Assignment:
Every line from the one containing "python' | cat" through the last line below should be reproduced exactly; please include nothing else.

[Data items]
BEGIN

Issue #8685, opened 2019-06-20
Allow customizing Python stub script's shebang in the Python toolchain


brandjon:
Currently the stub script requires (via its shebang) that the target system have a `python` command available on `PATH`. If the target is PY3, the user might reasonable expect that it work if `python` is not available but `python3` is. We can modify the shebang in this case to be `#!/usr/bin/env python3`. However doing so might break if the system has a (Python 3) `python` command but not a `python3` command.

See #8665 for a case where the shebang has been a problem in practice.

brandjon:
More generally, we can support customizing the shebang as part of the Python toolchain. I'm not clear on how useful this feature would be in the short to medium term. Long term we'd like to eliminate the Python stub altogether and replace it with a C++ one.

brandjon:
Repurposing this bug to track the FR to customize the shebang string in the toolchain. That supersedes requests to make it work with a particular interpreter version / system environment xyz. See also #11269.

beasleyr-vmw:
@brandjon I'm not sure if the Bazel maintainers prefer to resolve this independent of issues like #8446 or #137, but I'm pursuing this internally and would be happy to generate a PR within the next day or two.

- Any naming suggestions for the new `py_runtime` parameter?
- Are `PyRuntimeInfoTest` test cases sufficient, or do I need to get down and dirty with `python_stub_test.sh`?

chrislovecnm:
@brandjon what is the status on this issue?  I just ran smack into it with trying to do a hermetic python build.  When was this issue introduced?

fahhem:
Potentially fixed by: https://github.com/bazelbuild/bazel/pull/6632

meteorcloudy:
This issue shouldn't be P4 anymore since Python 2 has already been deprecated.

meteorcloudy:
@brandjon Is there any plan to fix this?

codeschlosser:
Seems like the problem holds if `--build_python_zip` flag is used. At least when running `bazel test` (still puts `#!/usr/bin/env python` as shebang for the binary, everything is OK in the zip archive)

meteorcloudy:
@codeschlosser Are you testing this on Windows? 
Probably the problem is in the python launcher for Windows:
https://github.com/bazelbuild/bazel/blob/ba4435cc81baee8621b75337b33986cc4fa13731/src/tools/launcher/python_launcher.cc#L45

codeschlosser:
[...]

PR #10432, opened 2019-12-17
Tweak Python semantics for Python 3 and OpenBSD.

aldersondrive:
As discussed at https://github.com/bazelbuild/bazel/pull/10432#issuecomment-571746342, Bazel is already switching to assume that the Python binary is called `python3`, not `python`.

This change is also useful for the OpenBSD port in https://github.com/bazelbuild/bazel/issues/10250. (On OpenBSD, the python executable is called `python3`, and no `python` binary exists.)

### DIFF
--- a/src/main/java/com/google/devtools/build/lib/bazel/rules/python/BazelPythonSemantics.java
+++ b/src/main/java/com/google/devtools/build/lib/bazel/rules/python/BazelPythonSemantics.java
@@ -235,13 +235,14 @@ public class BazelPythonSemantics implements PythonSemantics {
 
       if (OS.getCurrent() != OS.WINDOWS) {
         PathFragment shExecutable = ShToolchain.getPathOrError(ruleContext);
+        String pythonExecutableName = OS.getCurrent() == OS.OPENBSD ? "python3" : "python";
         ruleContext.registerAction(
             new SpawnAction.Builder()
                 .addInput(zipFile)
                 .addOutput(executable)
                 .setShellCommand(
                     shExecutable,
-                    "echo '#!/usr/bin/env python' | cat - "
+                    "echo '#!/usr/bin/env " + pythonExecutableName + "' | cat - "
                         + zipFile.getExecPathString()
                         + " > "
                         + executable.getExecPathString())
--- a/src/main/java/com/google/devtools/build/lib/bazel/rules/python/BazelPythonSemantics.java
+++ b/src/main/java/com/google/devtools/build/lib/bazel/rules/python/BazelPythonSemantics.java
@@ -235,6 +235,8 @@ public class BazelPythonSemantics implements PythonSemantics {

END

Answer box:
-                    "echo '#!/usr/bin/env python' | cat - "
+                    "echo '#!/usr/bin/env " + pythonExecutableName + "' | cat - "
                         + zipFile.getExecPathString()
                         + " > "
                         + executable.getExecPathString())
--- a/src/main/java/com/google/devtools/build/lib/bazel/rules/python/BazelPythonSemantics.java
+++ b/src/main/java/com/google/devtools/build/lib/bazel/rules/python/BazelPythonSemantics.java
@@ -235,6 +235,8 @@ public class BazelPythonSemantics implements PythonSemantics {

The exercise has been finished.